Stored data:

#####

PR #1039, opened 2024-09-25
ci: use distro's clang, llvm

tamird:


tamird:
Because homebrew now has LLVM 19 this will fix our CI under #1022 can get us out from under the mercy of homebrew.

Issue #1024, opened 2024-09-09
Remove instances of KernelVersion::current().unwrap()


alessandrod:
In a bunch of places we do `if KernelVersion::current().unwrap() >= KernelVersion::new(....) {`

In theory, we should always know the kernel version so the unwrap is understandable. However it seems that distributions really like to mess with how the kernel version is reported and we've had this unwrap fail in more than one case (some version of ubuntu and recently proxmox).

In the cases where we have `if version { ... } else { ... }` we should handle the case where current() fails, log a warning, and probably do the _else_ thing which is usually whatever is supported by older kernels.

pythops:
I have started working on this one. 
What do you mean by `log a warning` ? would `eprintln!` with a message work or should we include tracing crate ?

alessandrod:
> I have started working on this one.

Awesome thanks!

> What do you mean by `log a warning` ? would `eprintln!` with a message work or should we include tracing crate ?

#####

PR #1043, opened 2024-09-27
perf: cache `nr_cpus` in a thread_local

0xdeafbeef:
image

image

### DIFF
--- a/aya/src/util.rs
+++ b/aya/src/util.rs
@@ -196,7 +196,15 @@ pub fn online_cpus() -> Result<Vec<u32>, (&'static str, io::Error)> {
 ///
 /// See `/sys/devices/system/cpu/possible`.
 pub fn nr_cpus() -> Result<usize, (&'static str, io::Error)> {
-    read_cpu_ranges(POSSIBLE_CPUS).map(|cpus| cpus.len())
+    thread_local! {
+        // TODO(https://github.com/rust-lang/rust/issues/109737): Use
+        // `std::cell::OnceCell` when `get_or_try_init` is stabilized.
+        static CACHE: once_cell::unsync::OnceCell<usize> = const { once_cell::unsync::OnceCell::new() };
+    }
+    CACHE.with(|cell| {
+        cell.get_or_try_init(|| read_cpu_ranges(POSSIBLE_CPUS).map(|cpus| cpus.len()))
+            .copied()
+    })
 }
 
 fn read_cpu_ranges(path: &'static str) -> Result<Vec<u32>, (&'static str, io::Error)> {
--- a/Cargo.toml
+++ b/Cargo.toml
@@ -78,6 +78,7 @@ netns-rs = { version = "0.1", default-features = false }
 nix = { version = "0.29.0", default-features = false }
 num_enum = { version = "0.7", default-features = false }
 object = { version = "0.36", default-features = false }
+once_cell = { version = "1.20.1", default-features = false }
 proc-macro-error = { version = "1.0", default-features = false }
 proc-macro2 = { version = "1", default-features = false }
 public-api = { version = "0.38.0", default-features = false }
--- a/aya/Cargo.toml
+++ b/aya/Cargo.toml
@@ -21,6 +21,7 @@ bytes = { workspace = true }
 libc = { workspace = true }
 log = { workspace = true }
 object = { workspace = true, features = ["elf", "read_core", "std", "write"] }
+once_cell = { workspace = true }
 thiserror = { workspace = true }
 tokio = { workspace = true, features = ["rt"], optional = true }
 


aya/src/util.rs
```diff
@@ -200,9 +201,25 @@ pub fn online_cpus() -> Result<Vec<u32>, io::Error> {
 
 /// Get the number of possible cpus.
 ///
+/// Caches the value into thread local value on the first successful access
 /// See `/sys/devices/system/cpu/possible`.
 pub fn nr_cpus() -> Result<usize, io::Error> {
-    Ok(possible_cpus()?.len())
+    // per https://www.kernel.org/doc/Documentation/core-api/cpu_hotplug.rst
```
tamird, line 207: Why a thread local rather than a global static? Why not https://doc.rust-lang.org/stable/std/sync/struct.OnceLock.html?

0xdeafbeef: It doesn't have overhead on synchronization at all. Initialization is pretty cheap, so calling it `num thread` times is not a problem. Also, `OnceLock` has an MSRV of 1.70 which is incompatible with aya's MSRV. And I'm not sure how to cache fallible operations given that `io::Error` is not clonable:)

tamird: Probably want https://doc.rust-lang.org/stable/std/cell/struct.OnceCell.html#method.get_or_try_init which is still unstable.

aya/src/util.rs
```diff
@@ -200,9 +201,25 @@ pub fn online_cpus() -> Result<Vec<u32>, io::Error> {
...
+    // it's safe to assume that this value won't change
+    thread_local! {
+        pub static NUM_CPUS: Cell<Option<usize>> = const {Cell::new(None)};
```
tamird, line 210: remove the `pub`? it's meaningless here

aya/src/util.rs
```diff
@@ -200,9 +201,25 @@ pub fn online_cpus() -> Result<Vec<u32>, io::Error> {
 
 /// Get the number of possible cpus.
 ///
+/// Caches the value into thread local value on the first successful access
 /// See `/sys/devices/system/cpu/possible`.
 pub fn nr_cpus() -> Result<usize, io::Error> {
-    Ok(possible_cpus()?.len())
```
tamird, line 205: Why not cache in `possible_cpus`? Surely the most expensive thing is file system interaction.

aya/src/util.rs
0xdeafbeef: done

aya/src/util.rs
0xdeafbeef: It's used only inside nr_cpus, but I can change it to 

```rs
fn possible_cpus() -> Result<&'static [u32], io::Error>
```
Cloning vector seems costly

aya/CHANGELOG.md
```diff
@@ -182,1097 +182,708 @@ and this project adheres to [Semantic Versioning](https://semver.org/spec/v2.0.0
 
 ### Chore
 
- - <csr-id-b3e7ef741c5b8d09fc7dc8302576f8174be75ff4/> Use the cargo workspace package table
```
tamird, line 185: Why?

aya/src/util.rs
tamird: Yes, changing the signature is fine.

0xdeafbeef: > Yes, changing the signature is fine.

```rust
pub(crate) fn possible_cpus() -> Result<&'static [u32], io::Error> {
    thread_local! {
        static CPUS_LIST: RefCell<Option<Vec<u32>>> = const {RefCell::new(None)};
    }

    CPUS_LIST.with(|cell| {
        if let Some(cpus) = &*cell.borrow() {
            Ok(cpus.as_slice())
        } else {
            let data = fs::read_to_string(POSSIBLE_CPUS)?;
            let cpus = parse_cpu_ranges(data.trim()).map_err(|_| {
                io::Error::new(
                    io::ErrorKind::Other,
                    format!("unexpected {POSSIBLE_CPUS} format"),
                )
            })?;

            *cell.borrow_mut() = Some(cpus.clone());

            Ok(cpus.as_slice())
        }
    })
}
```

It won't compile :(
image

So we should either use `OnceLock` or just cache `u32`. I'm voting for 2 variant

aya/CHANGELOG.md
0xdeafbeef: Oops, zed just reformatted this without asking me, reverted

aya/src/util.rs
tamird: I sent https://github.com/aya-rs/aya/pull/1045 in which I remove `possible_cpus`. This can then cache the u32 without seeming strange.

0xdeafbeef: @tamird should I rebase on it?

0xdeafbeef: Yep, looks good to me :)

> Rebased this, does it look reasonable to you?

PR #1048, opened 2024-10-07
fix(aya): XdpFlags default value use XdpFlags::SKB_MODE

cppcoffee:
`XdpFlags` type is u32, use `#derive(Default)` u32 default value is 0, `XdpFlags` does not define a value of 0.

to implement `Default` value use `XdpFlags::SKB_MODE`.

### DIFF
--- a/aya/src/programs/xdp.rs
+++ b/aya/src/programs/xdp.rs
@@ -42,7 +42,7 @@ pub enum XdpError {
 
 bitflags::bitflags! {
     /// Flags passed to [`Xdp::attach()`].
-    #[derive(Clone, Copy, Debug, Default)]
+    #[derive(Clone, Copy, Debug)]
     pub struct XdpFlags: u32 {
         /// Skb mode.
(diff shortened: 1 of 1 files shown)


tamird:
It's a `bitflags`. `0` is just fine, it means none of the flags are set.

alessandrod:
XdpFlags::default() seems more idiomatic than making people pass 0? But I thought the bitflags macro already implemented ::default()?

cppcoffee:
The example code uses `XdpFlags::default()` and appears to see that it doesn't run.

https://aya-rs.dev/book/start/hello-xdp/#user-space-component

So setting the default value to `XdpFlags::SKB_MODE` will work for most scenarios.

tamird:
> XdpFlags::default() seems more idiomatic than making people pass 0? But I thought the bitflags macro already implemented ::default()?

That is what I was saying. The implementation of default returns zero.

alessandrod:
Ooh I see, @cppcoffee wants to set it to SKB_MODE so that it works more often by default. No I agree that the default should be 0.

#####

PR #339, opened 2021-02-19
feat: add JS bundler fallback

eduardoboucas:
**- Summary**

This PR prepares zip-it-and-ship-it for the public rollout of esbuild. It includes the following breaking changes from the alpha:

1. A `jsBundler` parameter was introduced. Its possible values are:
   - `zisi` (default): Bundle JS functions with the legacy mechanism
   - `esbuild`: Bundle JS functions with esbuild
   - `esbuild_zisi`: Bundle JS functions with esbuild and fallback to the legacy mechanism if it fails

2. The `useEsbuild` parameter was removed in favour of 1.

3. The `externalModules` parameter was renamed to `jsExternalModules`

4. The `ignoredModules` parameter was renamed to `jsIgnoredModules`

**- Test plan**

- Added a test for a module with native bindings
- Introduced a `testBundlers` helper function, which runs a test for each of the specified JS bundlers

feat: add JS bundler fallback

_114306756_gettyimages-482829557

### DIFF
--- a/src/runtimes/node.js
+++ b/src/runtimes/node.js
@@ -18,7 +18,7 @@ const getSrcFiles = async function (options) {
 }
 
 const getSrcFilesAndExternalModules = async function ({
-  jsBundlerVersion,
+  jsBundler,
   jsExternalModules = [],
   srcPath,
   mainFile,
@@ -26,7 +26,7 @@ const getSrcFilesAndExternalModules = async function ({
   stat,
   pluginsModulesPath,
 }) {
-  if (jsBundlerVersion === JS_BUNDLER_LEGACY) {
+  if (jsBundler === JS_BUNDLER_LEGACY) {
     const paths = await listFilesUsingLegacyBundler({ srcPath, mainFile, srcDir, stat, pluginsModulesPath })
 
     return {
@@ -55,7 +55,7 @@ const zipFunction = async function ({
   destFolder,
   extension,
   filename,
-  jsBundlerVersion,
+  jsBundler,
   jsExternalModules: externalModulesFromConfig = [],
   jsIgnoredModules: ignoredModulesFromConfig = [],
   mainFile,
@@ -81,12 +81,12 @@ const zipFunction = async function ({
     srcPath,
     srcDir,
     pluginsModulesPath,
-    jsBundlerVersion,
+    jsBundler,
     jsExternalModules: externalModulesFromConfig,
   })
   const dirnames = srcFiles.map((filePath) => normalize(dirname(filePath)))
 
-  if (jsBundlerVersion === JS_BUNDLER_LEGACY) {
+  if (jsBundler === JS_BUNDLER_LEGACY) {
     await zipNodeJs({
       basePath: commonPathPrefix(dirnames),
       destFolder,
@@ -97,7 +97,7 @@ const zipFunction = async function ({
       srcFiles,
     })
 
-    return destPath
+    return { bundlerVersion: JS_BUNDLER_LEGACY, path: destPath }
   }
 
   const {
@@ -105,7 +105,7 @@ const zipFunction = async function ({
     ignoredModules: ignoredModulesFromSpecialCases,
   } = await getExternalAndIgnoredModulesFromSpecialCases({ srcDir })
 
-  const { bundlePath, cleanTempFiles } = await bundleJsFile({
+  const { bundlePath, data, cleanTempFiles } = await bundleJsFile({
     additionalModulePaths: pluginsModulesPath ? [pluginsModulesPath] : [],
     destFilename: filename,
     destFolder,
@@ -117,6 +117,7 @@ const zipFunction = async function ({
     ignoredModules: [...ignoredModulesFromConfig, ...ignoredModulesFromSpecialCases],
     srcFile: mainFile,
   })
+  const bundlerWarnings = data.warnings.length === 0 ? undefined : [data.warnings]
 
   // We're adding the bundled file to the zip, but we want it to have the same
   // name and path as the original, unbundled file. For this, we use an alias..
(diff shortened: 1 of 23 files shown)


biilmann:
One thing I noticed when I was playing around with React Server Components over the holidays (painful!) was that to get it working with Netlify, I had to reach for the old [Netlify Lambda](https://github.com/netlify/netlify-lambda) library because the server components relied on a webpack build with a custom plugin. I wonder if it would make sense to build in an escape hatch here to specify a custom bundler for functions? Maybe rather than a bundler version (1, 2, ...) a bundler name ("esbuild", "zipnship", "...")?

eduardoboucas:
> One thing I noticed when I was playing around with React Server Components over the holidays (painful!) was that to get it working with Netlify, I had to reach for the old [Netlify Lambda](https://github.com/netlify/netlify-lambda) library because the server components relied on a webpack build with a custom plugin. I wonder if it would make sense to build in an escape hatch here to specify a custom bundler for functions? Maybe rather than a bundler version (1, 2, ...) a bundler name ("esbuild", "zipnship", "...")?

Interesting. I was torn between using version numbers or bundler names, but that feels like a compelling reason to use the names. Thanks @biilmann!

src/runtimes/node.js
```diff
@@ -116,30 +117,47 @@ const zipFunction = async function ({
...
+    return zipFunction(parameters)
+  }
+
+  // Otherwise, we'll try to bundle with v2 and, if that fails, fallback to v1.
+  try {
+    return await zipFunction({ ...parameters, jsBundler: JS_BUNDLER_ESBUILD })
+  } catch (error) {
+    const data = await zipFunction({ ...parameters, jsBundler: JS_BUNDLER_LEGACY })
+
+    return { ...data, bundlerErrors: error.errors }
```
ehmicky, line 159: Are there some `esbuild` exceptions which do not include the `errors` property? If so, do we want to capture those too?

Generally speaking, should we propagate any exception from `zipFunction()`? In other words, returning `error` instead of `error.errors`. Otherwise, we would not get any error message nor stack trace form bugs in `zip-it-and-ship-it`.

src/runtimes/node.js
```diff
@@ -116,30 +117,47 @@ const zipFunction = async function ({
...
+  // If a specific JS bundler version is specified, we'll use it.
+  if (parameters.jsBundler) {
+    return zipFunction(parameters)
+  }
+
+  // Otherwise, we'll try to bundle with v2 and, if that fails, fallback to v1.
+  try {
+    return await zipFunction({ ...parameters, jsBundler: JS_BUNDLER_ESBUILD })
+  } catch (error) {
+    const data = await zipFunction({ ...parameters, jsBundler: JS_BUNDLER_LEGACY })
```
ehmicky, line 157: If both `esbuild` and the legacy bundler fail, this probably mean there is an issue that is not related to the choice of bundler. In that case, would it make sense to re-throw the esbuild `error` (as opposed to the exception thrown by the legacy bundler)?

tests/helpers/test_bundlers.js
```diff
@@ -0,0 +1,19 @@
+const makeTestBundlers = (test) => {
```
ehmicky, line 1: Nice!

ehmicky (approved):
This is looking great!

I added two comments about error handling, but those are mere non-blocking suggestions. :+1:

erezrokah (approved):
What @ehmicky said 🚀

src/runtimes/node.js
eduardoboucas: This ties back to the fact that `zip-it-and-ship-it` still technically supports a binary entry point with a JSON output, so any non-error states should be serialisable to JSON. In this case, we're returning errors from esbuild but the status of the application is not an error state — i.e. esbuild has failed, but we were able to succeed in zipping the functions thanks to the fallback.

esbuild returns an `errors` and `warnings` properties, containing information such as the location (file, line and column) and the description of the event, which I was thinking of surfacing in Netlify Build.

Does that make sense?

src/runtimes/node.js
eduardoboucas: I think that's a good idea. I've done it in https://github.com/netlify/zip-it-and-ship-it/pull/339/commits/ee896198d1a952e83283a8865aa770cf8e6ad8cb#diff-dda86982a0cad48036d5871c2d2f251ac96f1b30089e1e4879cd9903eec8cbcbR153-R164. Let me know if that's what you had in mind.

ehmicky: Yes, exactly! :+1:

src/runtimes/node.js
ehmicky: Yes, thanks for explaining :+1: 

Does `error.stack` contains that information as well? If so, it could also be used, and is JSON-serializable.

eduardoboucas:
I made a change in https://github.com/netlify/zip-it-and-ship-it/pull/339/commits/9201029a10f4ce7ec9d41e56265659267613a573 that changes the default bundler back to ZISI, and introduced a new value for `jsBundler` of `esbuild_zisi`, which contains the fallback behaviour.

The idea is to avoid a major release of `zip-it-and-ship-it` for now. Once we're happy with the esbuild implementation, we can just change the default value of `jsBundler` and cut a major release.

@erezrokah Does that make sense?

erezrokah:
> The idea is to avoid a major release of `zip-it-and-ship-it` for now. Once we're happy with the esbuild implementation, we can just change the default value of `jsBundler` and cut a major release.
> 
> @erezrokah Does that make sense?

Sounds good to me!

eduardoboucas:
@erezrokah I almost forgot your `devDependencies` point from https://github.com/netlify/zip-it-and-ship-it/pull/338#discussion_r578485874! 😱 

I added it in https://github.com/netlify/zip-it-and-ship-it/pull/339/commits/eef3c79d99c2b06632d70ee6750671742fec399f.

#####

Wherever the word "programs" appears in the data, return the whole line.

● Solution below
--- a/aya/src/programs/xdp.rs
+++ b/aya/src/programs/xdp.rs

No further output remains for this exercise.